There are basic things you can do to mitigate or isolate damage in AWS and they either aren't doing it or have done it badly. Even if he couldn't convince the rest of the company that god-mode keys are bad, he still could have built out some basic infrastructure to track when and where they keys were being used from so red flags could be raised when some random IP address is being used to pull down several buckets.
If you read the article, his company does security research and found a vulnerability in Hotmail. Plus he was using his company's email address.
> At this point, it was reasonable to believe that Wes was operating on behalf of Synack. His account on our portal mentions Synack as his affiliation, he has interacted with us using a synack.com email address, and he has written blog posts that are used by Synack for marketing purposes.
That's a big mistake. DO NOT EVER USE YOUR COMPANY EMAIL ADDRESS if you are doing this on your own. The employer has the right to know. Imagine using a company email address on Ashley.com. Yeah, plenty of people were embarrassed after that hack.
Actually his write up makes pretty clear that he didn't use his company email until after Alex went over his head to the CEO.
Second, everything else being equal, Alex going to the CEO without calling or mailing the researcher first was a mistake. Going to someone's boss and saying "please do something, I don't want to get the lawyers involved" IS an implicit legal threat, both to synack and the researcher.
What Alex wrote is a bit interesting given his update (emphasis my own):
>At this point, it was reasonable to believe that Wes was operating on behalf of Synack.

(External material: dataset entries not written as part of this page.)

PR #80, opened 2018-10-28
Style & Doc Updates

TomDonoghue:
Some updates from a quick run-through with a linter, as well as some small doc updates. 

Updates:
- Cleans up imports: remove some unused, and re-order.
- Fix up some docstrings
- Linting fixes: line length, spacing, etc
- Small code refactorings, of things highlighted by linter

Notes:
- ToDo: fill in returns from `detect_bursts`
- In `detect_bursts` there is an input,  `filter_fn` that is never used. Is this a mistake?
- In burst, `_fit_slope` has an option to plot something - but matplotlib is never imported
	- We could of course import matplotlib here - but perhaps plots can/should be defined in a separate file?
- in swm/_find_new_windowix, there is an input `L_samp` that is never used

I also added a 'summary' shell script that I usually have in my projects, to check things like this. We don't have to merge that here necessarily - but I find it useful if you want to add it.

### DIFF
--- a/.gitignore
+++ b/.gitignore
@@ -107,3 +107,4 @@ venv.bak/
 .DS_Store
 neurodsp/*_sandbox.ipynb
 *_old
+_lint.txt
--- a/neurodsp/__init__.py
+++ b/neurodsp/__init__.py
@@ -4,6 +4,8 @@ from .filt import filter
 from .laggedcoherence import lagged_coherence
 from .timefrequency import phase_by_time, amp_by_time, freq_by_time
 from .burst import detect_bursts, detect_bursts_bosc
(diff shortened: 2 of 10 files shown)


TomDonoghue:
Question @srcole :
Why are a bunch of the parameters sim defaulted to `None`, and then set to specific values inside the function itself, instead of having the defaults directly defined?

Before getting distracted on more general stuff, I was initially just trying to figure out what the actual defaults are (specifically, what `prop_enter` and `prop_leave` end up if passed as `None` from `sim_noisy_bursty_oscillation`). It seems harder than it should be to see defaults in this case.

srcole:
Thanks for highlighting these issues and starting to fix them!

For the sim defaults, I forget exactly what I was trying to do, but I don't think it made a whole lot of sense. So yes, agree we should make it so those defaults are clear.

I'll start going through the PR and making some changes

srcole:
I think this is good to merge

rdgao:
agreed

His account on our portal mentions Synack as his affiliation, he has interacted with us using a synack.com email address, and he has written blog posts that are used by Synack for marketing purposes.
According to Alex this is the timeline:
1. Researcher not happy with sum
2. Researcher already in contact using Synack email address
3. Alex calls Synack CEO
From the researcher's blog:
>I never contacted Facebook or Alex using my work email account. It was only after Alex contacted my employer via email that I sent a reply from my work account. Alex indirectly contacted me at work, not the other way around.
This means that Alex is lying, is telling exactly the facts needed to come to a specific conclusion and nothing more or the researcher is lying. And he's "written blog posts that are used by Synack"? Come now. Reads a lot like someone looking for a third item so they can make it a comma separated list of reasons. His post smells like bullshit.
I like how we're talking about Stamos warning a guy running around with stolen AWS credentials for all of Instagram in the same fashion as we'd talk about a DMCA threat. "Implicit legal threat"? There's nothing "implicit" or subtle about what was happening here.
You seem levelheaded throughout the thread and make good points more articulately than I ever could but this seems a bit emotionally involved.
It's possible that we're all correct: This guy could be a wildcard researcher that plays fast and loose and the CSO could be covering his own ass. You say he's building a first rate application security team. Is it hard to believe that he could have made the mistake of focusing almost exclusively on that?
I get your point in these threads, but unless I'm misunderstanding, who cares about stolen, potentially undeleted Amazon creds? Revoke the key in the portal and be done with it?
Given who I'm replying to, I'm assuming that I'm missing some key piece of the puzzle.
(And I totally acknowledge it doesn't change the circumstances of what either side has done, I'm just curious)
The point is, having those is a prosecute-able offense, if Facebook chose to prosecute. So it's a big threshold to cross legally, even if not meaningful from a programmer's perspective.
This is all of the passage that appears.